*Data records*
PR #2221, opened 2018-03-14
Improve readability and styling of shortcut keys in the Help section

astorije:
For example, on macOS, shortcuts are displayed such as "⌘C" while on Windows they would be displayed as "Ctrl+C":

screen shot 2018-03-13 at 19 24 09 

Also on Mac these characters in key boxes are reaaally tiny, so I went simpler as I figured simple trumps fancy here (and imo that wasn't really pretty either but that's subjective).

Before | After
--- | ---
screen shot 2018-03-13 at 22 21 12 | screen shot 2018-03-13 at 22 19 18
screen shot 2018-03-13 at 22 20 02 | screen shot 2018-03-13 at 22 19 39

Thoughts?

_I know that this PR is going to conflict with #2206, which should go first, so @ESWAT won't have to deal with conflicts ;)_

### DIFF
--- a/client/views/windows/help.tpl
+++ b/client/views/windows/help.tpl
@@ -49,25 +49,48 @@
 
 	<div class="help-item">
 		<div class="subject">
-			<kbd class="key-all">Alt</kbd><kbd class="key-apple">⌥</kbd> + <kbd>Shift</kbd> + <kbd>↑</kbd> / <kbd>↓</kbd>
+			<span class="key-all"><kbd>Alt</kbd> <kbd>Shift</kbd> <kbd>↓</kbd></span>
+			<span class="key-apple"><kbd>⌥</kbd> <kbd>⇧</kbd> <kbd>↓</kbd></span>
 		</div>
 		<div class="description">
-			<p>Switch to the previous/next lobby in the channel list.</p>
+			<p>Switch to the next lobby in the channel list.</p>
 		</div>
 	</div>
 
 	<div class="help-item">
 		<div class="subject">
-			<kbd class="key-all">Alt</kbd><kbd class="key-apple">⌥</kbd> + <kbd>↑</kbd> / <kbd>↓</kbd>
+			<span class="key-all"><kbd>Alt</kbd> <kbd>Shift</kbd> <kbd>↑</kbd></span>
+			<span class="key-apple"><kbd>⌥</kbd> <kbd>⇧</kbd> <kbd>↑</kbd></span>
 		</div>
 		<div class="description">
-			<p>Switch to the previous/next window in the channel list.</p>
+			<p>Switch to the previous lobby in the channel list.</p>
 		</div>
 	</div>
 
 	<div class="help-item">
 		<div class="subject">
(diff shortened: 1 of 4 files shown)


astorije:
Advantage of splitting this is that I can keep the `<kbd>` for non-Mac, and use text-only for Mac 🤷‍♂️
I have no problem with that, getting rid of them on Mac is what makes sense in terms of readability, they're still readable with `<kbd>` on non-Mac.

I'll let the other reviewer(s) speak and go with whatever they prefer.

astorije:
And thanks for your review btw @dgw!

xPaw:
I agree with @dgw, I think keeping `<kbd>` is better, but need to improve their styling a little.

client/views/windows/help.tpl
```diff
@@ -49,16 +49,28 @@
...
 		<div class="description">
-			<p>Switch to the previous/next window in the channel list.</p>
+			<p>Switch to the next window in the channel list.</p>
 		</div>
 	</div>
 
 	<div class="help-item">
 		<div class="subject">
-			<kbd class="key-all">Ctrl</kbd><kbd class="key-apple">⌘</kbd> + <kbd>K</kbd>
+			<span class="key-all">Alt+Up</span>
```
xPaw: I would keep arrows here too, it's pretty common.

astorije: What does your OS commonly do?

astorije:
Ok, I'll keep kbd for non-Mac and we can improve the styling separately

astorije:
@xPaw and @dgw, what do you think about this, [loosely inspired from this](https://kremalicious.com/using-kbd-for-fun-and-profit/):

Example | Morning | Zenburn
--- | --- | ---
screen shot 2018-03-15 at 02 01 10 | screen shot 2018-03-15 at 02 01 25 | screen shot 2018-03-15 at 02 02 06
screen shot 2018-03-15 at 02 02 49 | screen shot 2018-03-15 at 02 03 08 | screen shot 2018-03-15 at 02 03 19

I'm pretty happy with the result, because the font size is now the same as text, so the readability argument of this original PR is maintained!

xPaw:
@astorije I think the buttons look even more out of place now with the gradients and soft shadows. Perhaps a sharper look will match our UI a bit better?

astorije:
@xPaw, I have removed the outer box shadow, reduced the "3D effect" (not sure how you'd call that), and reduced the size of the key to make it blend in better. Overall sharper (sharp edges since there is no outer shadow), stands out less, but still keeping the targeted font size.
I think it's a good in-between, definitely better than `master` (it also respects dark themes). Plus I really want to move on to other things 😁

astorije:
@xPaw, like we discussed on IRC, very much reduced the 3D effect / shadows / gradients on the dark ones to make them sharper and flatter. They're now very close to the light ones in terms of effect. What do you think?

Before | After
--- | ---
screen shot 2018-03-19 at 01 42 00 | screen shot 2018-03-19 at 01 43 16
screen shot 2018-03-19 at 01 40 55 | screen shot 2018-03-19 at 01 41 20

*What is required*
From the entries above, write out only the lines starting at the line that holds "(diff shortened: 1 of 4 files shown)" and ending at the line that holds "a bit better?", keeping both and matching them exactly.

*Exercise solution*
(diff shortened: 1 of 4 files shown)


astorije:
Advantage of splitting this is that I can keep the `<kbd>` for non-Mac, and use text-only for Mac 🤷‍♂️
I have no problem with that, getting rid of them on Mac is what makes sense in terms of readability, they're still readable with `<kbd>` on non-Mac.

I'll let the other reviewer(s) speak and go with whatever they prefer.

astorije:
And thanks for your review btw @dgw!

xPaw:
I agree with @dgw, I think keeping `<kbd>` is better, but need to improve their styling a little.

client/views/windows/help.tpl
```diff
@@ -49,16 +49,28 @@
...
 		<div class="description">
-			<p>Switch to the previous/next window in the channel list.</p>
+			<p>Switch to the next window in the channel list.</p>
 		</div>
 	</div>
 
 	<div class="help-item">
 		<div class="subject">
-			<kbd class="key-all">Ctrl</kbd><kbd class="key-apple">⌘</kbd> + <kbd>K</kbd>
+			<span class="key-all">Alt+Up</span>
```
xPaw: I would keep arrows here too, it's pretty common.

astorije: What does your OS commonly do?

astorije:
Ok, I'll keep kbd for non-Mac and we can improve the styling separately

astorije:
@xPaw and @dgw, what do you think about this, [loosely inspired from this](https://kremalicious.com/using-kbd-for-fun-and-profit/):

Example | Morning | Zenburn
--- | --- | ---
screen shot 2018-03-15 at 02 01 10 | screen shot 2018-03-15 at 02 01 25 | screen shot 2018-03-15 at 02 02 06
screen shot 2018-03-15 at 02 02 49 | screen shot 2018-03-15 at 02 03 08 | screen shot 2018-03-15 at 02 03 19

I'm pretty happy with the result, because the font size is now the same as text, so the readability argument of this original PR is maintained!

xPaw:
@astorije I think the buttons look even more out of place now with the gradients and soft shadows. Perhaps a sharper look will match our UI a bit better?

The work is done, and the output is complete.